(WHAT TO WORK ON)
Exact repetition, please: start with the line where "PR #981, opened 2024-09-16" appears and stop after the final line of the records.

Stored data entries
──────
PR #917, opened 2023-05-20
✨ Include 'sections' in composite trips

JGreenlee:
This makes https://github.com/e-mission/e-mission-phone/pull/974 possible.

We retrieve a list of `cleaned_section` entries from the trip, and store this in the composite trip as `sections`.
We also filter out `speeds` and `distances` from the sections to save some bandwidth.


emission/analysis/plotting/composite_trip_creation.py
```diff
@@ -152,3 +153,15 @@ def get_locations_for_confirmed_trip(ct, max_entries=100):
         sample_rate = len(locations)//max_entries + 1
         locations = locations[::sample_rate]
     return locations
+
+def get_sections_for_confirmed_trip(ct):
+    if "cleaned_trip" not in ct["data"]:
+        return [] # untracked time has no sections
+    trip_tl = esdt.get_cleaned_timeline_for_trip(ct["user_id"], ct["data"]["cleaned_trip"])
```
shankari, line 160: I am not sure we always want to return `cleaned_section`s here. If we are only going to pick one, we should return the `inferred_section`s or ideally read it from the dynamic config.

In the old-style geojson object return, this was already a config option, but as part of the static config 
https://github.com/e-mission/e-mission-server/blob/cd0cdf9743aa7427e231fa95d887c5f1b156bf35/conf/analysis/debug.conf.json.sample#L10

JGreenlee:
@shankari I'm not having any luck retrieving inferred sections and will need some guidance.

Here's what I tried:

```python
def get_sections_for_confirmed_trip(ct):
    if "cleaned_trip" not in ct["data"]:
        return [] # untracked time has no sections
    section_key = "analysis/inferred_section" # TODO: this should be read from the dynamic config
    sections = esdt.get_sections_for_trip(key = section_key,
                                          user_id = ct["user_id"],
                                          trip_id = ct['data']['cleaned_trip'])
    # on the phone, we don't need lists of 'speeds' and 'distances'
    # for every section, and they can get big - so let's save some bandwidth
    for section in sections:
        del section["data"]["speeds"]
        del section["data"]["distances"]
        # convert enum to str - e.g. "MotionTypes.WALKING" instead of "1"
        section["data"]["sensed_mode"] = str(section["data"]["sensed_mode"])
    return sections
```
But `get_sections_for_trip()` returns no entries.

<hr>

In fact, querying for *any* `inferred_section`, I got zero hits.
```python
...
ts = esta.TimeSeries.get_time_series(user_id)
cleaned = ts.find_entries(["analysis/cleaned_section"], time_query=None)
print('For cleaned sections, ', [s['data']['sensed_mode'] for s in cleaned])
inferred = ts.find_entries(["analysis/inferred_section"], time_query=None)
print('For inferred sections, ', [s['data']['sensed_mode'] for s in inferred])
```
```
For cleaned sections,  [2, 0, 0, 2, 0, 4, 0, 0, 2, 0, 2, 0, 0, 0]
For inferred sections,  []
```

shankari:
Aha! All automated tests pass, although `emission/tests/analysisTests/userInputTests/TestUserInput.py` fails in manual testing. Let's see why that test isn't running, commit it so that it fails, and then fix it. We will need to fix the ground truth.

shankari:
To follow up on 
https://github.com/e-mission/e-mission-server/pull/917/commits/c516273e8784c04e86205956eca9b33494cefd62

> Why is that not in master? Need to double check.

Double-checked and it does seem to show up on master

```
======= Comparing trip =========
        "inferred_labels": [],
        "inferred_trip": {},
        "expectation": {},
        "confidence_threshold": 0.55,
        "expected_trip": {},

        "inferred_labels": [],
        "inferred_trip": { },
        "expectation": { },
        "confidence_threshold": 0.55,
        "expected_trip": { },
```

Not sure why we needed to add it here again?

shankari:
To follow up further on https://github.com/e-mission/e-mission-server/pull/917#issuecomment-1598013698, the changes were only on `expected_confirmed_trips`

shankari:
***Final set of changes***
- use inferred sections (with a fallback to cleaned sections), or use the config file value in composite trips
   - e.g. implement https://github.com/e-mission/e-mission-server/pull/917#discussion_r1208706830
- ensure that we have a basic random forest so that we generate some inferred values even on master
   - until we merge the two pipelines into one

shankari:
Final potential fix is to set up dummy random forest so that we return some inferred sections as well
We have a dummy random forest model at `emission/tests/data/seed_model_from_test_data.json`

The challenge is to avoid the situation where other deployers think that everything is working properly because there are no errors, and then complaining because the inferred modes are incorrect because we are using a simple/fake/mocked model.

I can think of two possible options:
- copy over the `emission/tests/data/seed_model_from_test_data.json` as part of the setup. This has the limitation above
- add an instruction to the README to copy over the seed model. This has the limitation that it won't work until people actually follow that instruction and not everybody reads the README carefully

@JGreenlee do you have a preference?

JGreenlee:
> @JGreenlee do you have a preference?

@shankari As you noted, it seems risky to include the dummy model by default because people won't realize it's fake. Also, existing partners who've been with the project probably don't want to re-read the README and it's a hassle to copy over an extra file.

I think ideally, you should be able to run the pipeline either with or without the dummy model, and you should be able to easily swap it out with your own.
So maybe instead of getting the model from a fixed filepath, run_intake_pipeline can take an optional argument that specifies the model that should be used (or none at all)

In the README, when we detail how to load data & run the pipeline, we can list both options and example usage with or without a seed model.
The 'default' workflow will work like it does now - no model and no inferences - and if people want to have dummy inferences they can pass the dummy model as an argument.

shankari:
@JGreenlee

> Also, existing partners who've been with the project probably don't want to re-read the README and it's a hassle to copy over an extra file.

This makes sense, except for the fact that no existing partners use the random forest model (the one on `master`). Everybody uses the GIS branch because it works better.
At some point, we will make the GIS branch the master (like we will do with `master_for_platform` and `master` on the phone).
We might choose to keep the random forest around as an ensemble, and should figure out how to integrate the two approaches at that time. And if we integrate, how we specify the model - I am not sure it should be a file in the first place on production.

Given all this, we just need the file right now to support inferred mode testing. I am going to just update the README.
Note that on the GIS branch, this will involve getting off the VPN if you get an SSL error.

PR #918, opened 2023-05-20
🛂 Support the new config for auto versus pre-generated tokens

shankari:
If the `opcode` field is present in the config, use it to determine whether the tokens should be auto-generated or pre-generated.

If it is not, fall back to the old study vs program check. We should remove the backwards compat code after all old-style configs have been removed

Testing done:
- Added new test with new style config
- Added new test for old style config that returns token list
- All tests pass

```
$ ./e-mission-py.bash emission/tests/netTests/TestWebServer.py
storage not configured, falling back to sample, default configuration
analysis.debug.conf.json not configured, falling back to sample, default configuration
ERROR:root:habitica not configured, game functions not supported
  File "/Users/kshankar/e-mission/gis_branch_tests/emission/net/ext_service/habitica/proxy.py", line 22, in <module>
    key_file = open('conf/net/ext_service/habitica.json')
FileNotFoundError: [Errno 2] No such file or directory: 'conf/net/ext_service/habitica.json'
Finished configuring logging for <RootLogger root (WARNING)>
Finished configuring logging for <RootLogger root (WARNING)>
.Finished configuring logging for <RootLogger root (WARNING)>
.Finished configuring logging for <RootLogger root (WARNING)>
.
Ran 3 tests in 0.735s

OK
```


shankari:
Related join webapp: https://github.com/e-mission/nrel-openpath-join-page/pull/13
Related phone changes: https://github.com/e-mission/e-mission-phone/pull/973

This should be the final piece for fixing https://github.com/e-mission/e-mission-docs/issues/850

PR #928, opened 2023-07-11
Libmamba solver Fixes e-mission/e-mission-docs#926

nataliejschultz:
Setting libmamba as the solver in the setup_conda.sh makes both local runs and runs in GH actions almost twice as fast, while fixing the issue of Docker running out of space to run conda.sh. 

While switching to mamba might be another option if different parts of conda start causing issues, this is a fix to the current issue that has the added benefit of making solving the environment much faster.[ See issue info here.](https://github.com/e-mission/e-mission-docs/issues/926)

### DIFF
--- a/setup/setup_conda.sh
+++ b/setup/setup_conda.sh
@@ -16,6 +16,8 @@ else
     bash miniconda.sh -b -p $INSTALL_PREFIX
     source $SOURCE_SCRIPT
     hash -r
+    conda install -n base conda-libmamba-solver
+    conda config --set solver libmamba
     conda config --set always_yes yes
     # Useful for debugging any issues with conda
     conda info -a


nataliejschultz:
Testing info: I have tested libmamba [both on GH actions](https://github.com/nataliejschultz/e-mission-server/actions/runs/5514145622/jobs/10053061268) and locally, by adding to the setup_conda.sh script:

```
hash -r
conda install -n base conda-libmamba-solver
conda config --set solver libmamba
conda config --set always_yes yes
```
Making libmamba the solver allowed the script to run successfully on GH actions, and was about twice as fast as previous runs. This increase in speed was also observed in my local tests. However, when running locally, I still had to increase docker resources up to 12GB.

shankari (approved):

PR #981, opened 2024-09-16
Update version of e-mission-common

Abby-Wheelis:
Running into issues when trying to import newer functionality to the public dashboard because the version of e-mission-common is `0.5.3` and does not include the functionality that I need

### DIFF
--- a/setup/environment36.yml
+++ b/setup/environment36.yml
@@ -19,7 +19,7 @@ dependencies:
 - scipy=1.10.0
 - utm=0.7.0
 - pip:
-  - git+https://github.com/JGreenlee/e-mission-common@0.5.3
+  - git+https://github.com/JGreenlee/e-mission-common@0.6.0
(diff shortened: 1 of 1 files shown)


Abby-Wheelis:
@JGreenlee would updating to `0.6.1` now create any issues for you? For the newest round of dashboard changes we will need a higher version than the current `0.5.3` so we can get the base mode colors (then soon to get the footprints, though that change is still a draft for the time being)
──────
(EXPECTED OUTPUT)
PR #981, opened 2024-09-16
Update version of e-mission-common

Abby-Wheelis:
Running into issues when trying to import newer functionality to the public dashboard because the version of e-mission-common is `0.5.3` and does not include the functionality that I need

### DIFF
--- a/setup/environment36.yml
+++ b/setup/environment36.yml
@@ -19,7 +19,7 @@ dependencies:
 - scipy=1.10.0
 - utm=0.7.0
 - pip:
-  - git+https://github.com/JGreenlee/e-mission-common@0.5.3
+  - git+https://github.com/JGreenlee/e-mission-common@0.6.0
(diff shortened: 1 of 1 files shown)


Abby-Wheelis:
@JGreenlee would updating to `0.6.1` now create any issues for you? For the newest round of dashboard changes we will need a higher version than the current `0.5.3` so we can get the base mode colors (then soon to get the footprints, though that change is still a draft for the time being)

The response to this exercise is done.